In an attempt to gain control over the production of marijuana, the Round Valley Council passed an ordinance in 2007, legalizing the growth of 33 plants per tribal member. Round Valley President Kenneth Wright explains that the council was at first reluctant to enact the ordinance until several people were murdered due to trade practices on the reservation.[11] Not only does the tribal law help to regulate the commerce, it also gives the tribe the ability to enforce where and how marijuana could be grown in order to lower the impact on the environment.

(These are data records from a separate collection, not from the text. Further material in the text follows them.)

PR #260, opened 2023-01-09
Script to remove arbitrary workflow output using suffix

vladsavelyev:
Usage:

```python
python scripts/remove_file.py Vqsr/tmp/gathered.vcf.gz
```

The prefix is determined from the config, assuming same config as used for the original workflow.

E.g. for the recent exome seqr load, it will remove `gs://cpg-seqr-main/exome/seqr_loader/14433af228078f9910041fff009835c8c43709_862/Vqsr/tmp/gathered.vcf.gz`

I'm not sure though if it's too much flexible and unsafe, so leaving for Leo to review

cc @cassimons

### DIFF
--- a/scripts/remove_file.py
+++ b/scripts/remove_file.py
@@ -13,6 +13,7 @@ def main(suffix: str):
     Remove arbitrary file from a workflow run output prefix.
     """
 
+    print('Loading workflow...')
     wfl = get_workflow()
     path = wfl.prefix / suffix
     print(f'Using workflow prefix {wfl.prefix}, full path would be {path}')
@@ -21,3 +22,7 @@ def main(suffix: str):
     else:
         path.unlink()
         print(f'Removed object {path}')
+
+
+if __name__ == '__main__':
+    main()


lgruen (commented):
I think this is a question of how much risk we want to take for data manager tasks like these. From my perspective, the deletion of files is inherently dangerous (despite our short-time undelete functionality on most buckets). I'd argue for the filename pattern to be the crucial part that should get reviewed carefully before executing a destructive operation like deletion. Since this would be moved to a parameter for this script, it circumvents the safeguards that a review provides.

cassimons:
Thanks @lgruen, I can see that POV, although I personally I am not convinced that the level of systematic controls needs to be as rigid to cover this risk. If we are not going to move forward with this approach this conversation probably needs to move to another venue, but a few points:
- As currently implemented, this is not a _data manager_ task, but rather a functionality needed by anyone in my team running the RD pipeline. Data is stale and needs to be regenerated, currently the only way to do this is via removing the existing result file.
- In terms of functionality we specifically need in this instance, this could instead be achieved by a workflow config forcing a specific stage to re-run. This is also fine with me, either way, it just needs to be something we can achieve with low friction.
- If we do want specific scripts with hard coded paths for removal to be added by PR, it would be great to have some specific advice on where these should live (I know it could be anywhere, but too much choice is hard).
- If we stick with PRs with hardcoded paths then I think it is important this is used by all teams at all times.

lgruen:
> * As currently implemented, this is not a _data manager_ task, but rather a functionality needed by anyone in my team running the RD pipeline. Data is stale and needs to be regenerated, currently the only way to do this is via removing the existing result file.

Right, but I think it's important to distinguish between a general approach here and the quick fix that we need to unblock this particular seqr load. A general deletion script is fairly dangerous IMO and as you point out below isn't the ideal way to configure this (medium term) anyway. If we just need a quick fix, I'd suggest to just commit that one-liner script as a separate PR and link the associated seqr issue, so it's all tracked. 

> * In terms of functionality we specifically need in this instance, this could instead be achieved by a workflow config forcing a specific stage to re-run. This is also fine with me, either way, it just needs to be something we can achieve with low friction.

I thought we already had the functionality to force a rerun of specific stages? Curious why this doesn't work here and whether this instead needs a bug fix in the pipeline itself?

> * If we do want specific scripts with hard coded paths for removal to be added by PR, it would be great to have some specific advice on where these should live (I know it could be anywhere, but too much choice is hard).

Maybe `seqr-private`, as presumably that's where the corresponding issues would be filed and those scripts could also potentially contain sample IDs etc. that we might want to keep private?

vladsavelyev:
> I thought we already had the functionality to force a rerun of specific stages? Curious why this doesn't work here and whether this instead needs a bug fix in the pipeline itself?

Sorry for chiming in. There is already a functionality to rerun specific stages (`force_stages = []`). However, in this case we didn't want to rerun the entire stage (i.e. including VQSR jobs for each intervals, etc), but rather just the VCF-gather job. This is a one-off scenario: before the holidays, we [fixed](https://github.com/populationgenomics/production-pipelines/pull/241) an issue happening on the interval edges when gathering VCFs, and we want the workflow to only rerun the gathering.

However, in my experience, similar scenarios can happen from time to time in unexpected places when running workflows on the real data, and an ability to remove specific files when debugging issues with workflows can be quite handy.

Despite the fact that the tribal members created a law legalizing the cultivation of marijuana, in September 2010, the DEA and local law enforcement seized fourteen gardens and arrested over forty-two people on the reservation.[12] One witness explains, “They come every year, but this time it was 100 times worse, over 50 arrests, all our medicine gone. The Reservation was hit hardest. The town is devastated. We are already very poor and now what little we had has been taken.”[13]

If tribal sovereignty exists, does the federal government have the authority to make arrests on reservations if no law is broken? Even if non-tribal individuals step onto reservation land, are they not subject to tribal laws? How is growing or selling marijuana on reservations, if legalized by the tribe, different than individuals gambling at casinos? Although cannabis may not have a historical precedent within the Round Valley Tribes, members have adapted themselves to the new economic development in the cultivation of this cash crop as a way to sustain their social and cultural existence on the reservation.

[1] Michael Montgomery, “Mendocino Snuffing Medical Marijuana Experiment,” KQED, Feb. 3, 2012.

[2] Mary Callahan, “Round Valley Marijuana Raids Yield 42 Arrests” The Press Democrat, Oct. 1, 2010.

[3] Albert L. Hurtado, Indian Survival on the California Frontier (Yale University Press: New Haven, 1988), 135.

[4] “Address of the Indian Agents,” Sacramento Transcript, Volume 2, Number 71, January 17, 1851.——

[5] Kevin, Adams and Khal Schneider, “’Washington is a Long Way Off’: The ‘Round Valley War’ and the Limits of Federal Power on a California Indian Reservation”, Pacific Historical Review, Vol. 80, No. 4 (Nov 2011), 562.

[6] William J. Bauer Jr. “’We Were All Migrant Workers Here’: Round Valley Indian Labor in Northern California, 1850-1929,” The Western Historical Quarterly, Vol. 37, No 1 (Spring 2006), 46, 57.

[7] The Indian Re-Organization Act (Wheeler-Howard Act) June 18, 1934

[8]“Comprehensive Economic Development Strategy 2010,” Prepared for Round Valley Indian Tribes by The Center For Applied Research (December 31, 2010), 3.

[9] Ibid, 8.

[10] Ibid.

[11] Scottie Lee Meyers, “Debate About Growing Pot on Reservation Continues” Two Rivers Tribune, June 28, 2011.

[12] Mary Callahan, “Round Valley Marijuana Raids Yield 42 Arrests” The Press Democrat, Oct. 1, 2010.

13] Pebbles Trippet, “Worst ever’ raids hit Covelo CA and Reservation” West Coast Leaf, Dec. 8, 2010.